Sean Connery was selected to play the first James Bond because the producers awaiting his arrival for audition looked down from the office window to see him striding across the parking lot like a panther. What a refreshing difference it would provide to create characters for whom you've discerned totemic animal spirits, who have devotion to certain landscapes, and who bloom under certain weather conditions.

One animal which provides an almost hackneyed symbol of transformation, the round of Initiation, is the Butterfly. But this wee beastie deserves a closer look. (For example, did you know it has eyes ~photon cells~ on its genitals? Imagine the advantages!) Once you comprehend the anguish it endures as it grows, you'll never be tempted to sell short a character's arc of development. As I describe in my book,

"In their metamorphosis from caterpillar to chrysalis to winged wonder, these beings undergo an Initiation of grueling proportions. Yet their outcome is so beautiful and delicate that we rarely look to them as guides for courage, risk and triumph. But harken to this: inside the caterpillar is a cluster of cells known as 'imaginal buds' which already promise its Destiny as Butterfly. While the wee, wormlike, spiky, furry creature crawls the earth, is a part of it already imagining, say, flight through the vast canopy of the rain forest or even thousands of miles beyond?
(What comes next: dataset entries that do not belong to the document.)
PR #9617, opened 2017-11-30
Rewards permit decimal value. Fixes https://github.com/HabitRPG/habitica/issues/9513

### LINKED ISSUE #9513: Rewards should be allowed to have decimal values
It should be possible to set a Reward's value to have decimal points. E.g., it's allowed to create a Reward that costs 1.75 gold.

However when you try to do that on the new website, it doesn't allow decimal points and tells you that you have to choose between nearest values of 1 and 2. That restriction should be removed.

Feywood:

Fixes https://github.com/HabitRPG/habitica/issues/9513

### Changes
taskModal.vue modified so that where task.type === reward, the input type for cost is now type number.toFixed(2) to permit/force two decimal places.
Tested in chrome/firefox. Do want to add that my npm test keeps complaining of crlf line endings despite modification to autocrlf true. Apologies if this causes any issues.

----
UUID: 9c4776eb-7330-465b-85cc-e4ccef6c1ad1

### DIFF
--- a/website/client/components/groups/group.vue
+++ b/website/client/components/groups/group.vue
@@ -30,7 +30,7 @@
         h3(v-once) {{ $t('chat') }}
 
         .row.new-message-row
-          textarea(:placeholder="!isParty ? $t('chatPlaceholder') : $t('partyChatPlaceholder')", v-model='newMessage', @keydown='updateCarretPosition')
+          textarea(:placeholder="!isParty ? $t('chatPlaceholder') : $t('partyChatPlaceholder')", v-model='newMessage', @keydown='updateCarretPosition', @keyup.ctrl.enter='sendMessage()')
           autocomplete(:text='newMessage', v-on:select="selectedAutocomplete", :coords='coords', :chat='group.chat')
 
         .row
@@ -38,7 +38,7 @@
             button.btn.btn-secondary.float-left.fetch(v-once, @click='fetchRecentMessages()') {{ $t('fetchRecentMessages') }}
             button.btn.btn-secondary.float-left(v-once, @click='reverseChat()') {{ $t('reverseChat') }}
           .col-6
-            button.btn.btn-secondary.send-chat.float-right(v-once, @click='sendMessage()', @keyup.ctrl.enter='sendMessage()') {{ $t('send') }}
+            button.btn.btn-secondary.send-chat.float-right(v-once, @click='sendMessage()') {{ $t('send') }}
 
         .row.community-guidelines(v-if='!communityGuidelinesAccepted')
           div.col-8(v-once, v-html="$t('communityGuidelinesIntro')")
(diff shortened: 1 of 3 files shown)


Alys:
Thanks for the warning about the line endings but there's no problem with them. You'd notice if there were: every line in the file would be marked as changed. :)

negue:
I'm on Mac, tested on Vivaldi and Firefox, but both just let me enter characters or more decimal digits.

The change to `number.toFixed(2)` kinda acts just like `text` (as fallback).

Can anyone confirm that it works on a different browser / OS ?

Feywood:
@negue just retested and you're right, Windows/Chrome gives the same issue with toFixed allowing text (which then gives a validation error) and more decimals. Feeling both baffled and annoyed.

TheHollidayInn:
I think it would be better to add the fix to the value rather than on the html text attribute.

Feywood:
I think this is where my inexperience outs itself. I have found many instances of task value, but mostly it seems to apply to redness of dailies or to-dos. I can't seem to pinpoint where, in case of a reward, the value is actually defined. I suppose this pr can be dropped.

TheHollidayInn:
You are on the right track! The task.value is domain knowledge, so don't worry about not knowing. task. 

Task.value comes directly from the task property : https://github.com/Feywood/habitica/blob/a2ebcc6373a1b0ec7ac1845432ae69445c716f77/website/client/components/tasks/taskModal.vue#L550

Actually, it turns out I've misread the issue. Looking at the docs: https://developer.mozilla.org/en-US/docs/Web/HTML/Element/input/number. You might want to try using `step` `<input type="number" placeholder="1.0" step="0.01" min="0" max="10">`

I think that may have better support that the `toFixed` in the attribute.

Alys:
@Feywood These sorts of hiccups are common for new contributors! We've all been here. :)

This probably isn't needed for solving this issue, but since you mentioned the value:
Rewards are actually defined in much the same ways as Habits, Dailies, and To-Dos. All four types are considered "tasks". They're all stored in Habitica's database in the same collection, but with slightly different sets of fields for each type (for example, all four have "text", "note", and "value" attributes, but only Habits, Dailies, and To-Dos have an attribute for difficulty).
So `task.value` is the same attribute for all four task types. For Habits, Dailies, and To-Dos, it does control colour (see [Task Value](http://habitica.wikia.com/wiki/Task_Value) for details). For Rewards, it's used as the price. The `website/server/models/task.js` file defines task attributes, and goes in to a lot more detail than is relevant here, but glancing through it will give you some idea about how the same structures are used for all four task types.

Feywood:
Thanks all for the help. Put the step and placeholder in and that seems to have done it. Two decimals, more is not accepted and no more text can be entered.

SabreCat:
There are a few alignment issues with the coins etc. that this makes easier to run into, but not caused by the PR. Looks good here!

Thanks for the contribution, @Feywood! I've added "Blacksmith" to your contributor titles, and noted this as credit toward attaining tier 2 contributor status.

"Well, the trouble is, at this stage of the game, the immune system of the caterpillar experiences vertigo at the prospect of such a quantum leap, sensing these visionary buds as alien, something to be destroyed. Only after the immune system itself is mulched out in the soupy, liminal womb of the chrysalis do these cells have their say, igniting and fashioning the last, most stupendous stage of life: winged bliss!"

So too the most powerful scripted characters face challenges of such threat that it feels like a death for them to push through to the next phase. Another totemic example: before a snake emerges with new skin, its old one becomes opaque, even over the eyes, temporarily blinding the creature. Yet that blindness provides a moment of faith, a moment in which to realize that faith itself is fidelity to insights gained, and to emerge by dint of one's own powers, renewed.

Can't you just feel it? 1000 fathoms deep in your Sea-soul?

Of course you can, Shaman scribe. Now go write it!